• EXERCISE OBJECTIVE:
How many of the lines below include the word "code"? Only the number should be given.

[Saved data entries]
^^^^^^^^^^^^^^^^
PR #785, opened 2026-05-22
proc/threads: let _proc_lockTry relock a recursive mutex

julianuziemblo:
YT: RTOS-1334

## Description

related: https://github.com/phoenix-rtos/libphoenix/pull/477

Tests:
Depends-On: phoenix-rtos-tests:julianuziemblo/CI-676

## Types of changes

## How Has This Been Tested?

- [x] New test added: https://github.com/phoenix-rtos/phoenix-rtos-tests/pull/489

## Checklist:

## Special treatment

### DIFF
--- a/proc/threads.c
+++ b/proc/threads.c
@@ -1466,12 +1466,26 @@ int threads_sigsuspend(unsigned int mask)
 static int _proc_lockTry(thread_t *current, lock_t *lock)
 {
 	if (lock->owner != NULL) {
-		return -EBUSY;
+		if ((lock->attr.type == PH_LOCK_RECURSIVE) && (lock->owner == current)) {
+			/* parasoft-suppress-next-line MISRAC2012-RULE_14_3-ac "False-positive - checking for overflow this way is defined in the standard" */
+			if (lock->depth + 1U == 0U) {
+				/* recursive lock locked too many times */
+				return -EAGAIN;
+			}
+			else {
+				lock->depth++;
+				return EOK;
+			}
+		}
+		else {
+			return -EBUSY;
+		}
 	}
 
 	LIST_ADD(&current->locks, lock);
 
 	lock->owner = current;
+	lock->depth = 1;
 
 	return EOK;
 }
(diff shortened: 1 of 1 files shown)


etiaro (commented):
You could try to share some of this code with _proc_lockSet, to reduce chance of such oversights in the future.

proc/threads.c
```diff
@@ -1522,27 +1534,21 @@ static int _proc_lockSet(lock_t *lock, u8 interruptible, spinlock_ctx_t *scp)
...
+			return ret;
+		}
 
-	if (_proc_lockTry(current, lock) < 0) {
-		/* Lock owner might inherit our priority */
+		LIB_ASSERT(lock->owner != current, "lock: %s, pid: %d, tid: %d, deadlock on itself",
+				lock->name, (current->process != NULL) ? process_getPid(current->process) : 0, proc_getTid(current));
 
 		if (current->priority < lock->owner->priority) {
+			/* Lock owner might inherit our priority */
```
etiaro: this comment syntax ("might") makes more sense in its original position, before the if statement

proc/threads.c
```diff
@@ -1522,27 +1534,21 @@ static int _proc_lockSet(lock_t *lock, u8 interruptible, spinlock_ctx_t *scp)
...
 
-		hal_spinlockClear(&threads_common.spinlock, &sc);
-		_trace_eventLockSetExit(lock, tid, ret);
-		return ret;
-	}
-
-	LIB_ASSERT(lock->owner != current, "lock: %s, pid: %d, tid: %d, deadlock on itself",
-			lock->name, (current->process != NULL) ? process_getPid(current->process) : 0, proc_getTid(current));
+	if (ret < 0) {
+		if (ret == -EAGAIN) {
```
etiaro: You can avoid this `EAGAIN` if statement entirely, if the upper one is changed to 
`ret == -EBUSY`.

etiaro (changes requested):

proc/threads.c
```diff
@@ -1466,12 +1466,25 @@ int threads_sigsuspend(unsigned int mask)
 static int _proc_lockTry(thread_t *current, lock_t *lock)
 {
 	if (lock->owner != NULL) {
-		return -EBUSY;
+		if ((lock->attr.type == PH_LOCK_RECURSIVE) && (lock->owner == current)) {
+			if (((int)lock->depth + 1) == 0) {
```
etiaro: Shouldn't this condition look like this?
```
if ((lock->depth + 1U) == 0U)
```
I suspect that `(int)` got added during misrification, causing overflow check to be at least misleading or even becoming Undefined Behavior

I know this is not your code, but could be fixed while you're at it

proc/threads.c
```diff
@@ -1466,12 +1466,26 @@ int threads_sigsuspend(unsigned int mask)
 static int _proc_lockTry(thread_t *current, lock_t *lock)
 {
 	if (lock->owner != NULL) {
-		return -EBUSY;
+		if ((lock->attr.type == PH_LOCK_RECURSIVE) && (lock->owner == current)) {
```
etiaro, line 1469: Is there a reason for nesting this condition inside of `lock->owner != NULL`?

etiaro (changes requested):

proc/threads.c
julianuziemblo: This way we don't check it everytime we call mutexTry - just if we don't have the lock. Other way could be wasteful as we'd check it every time. If you have a better sugestion here let me know.

etiaro (approved):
^^^^^^^^^^^^^^^^
• ANSWER BELOW:
2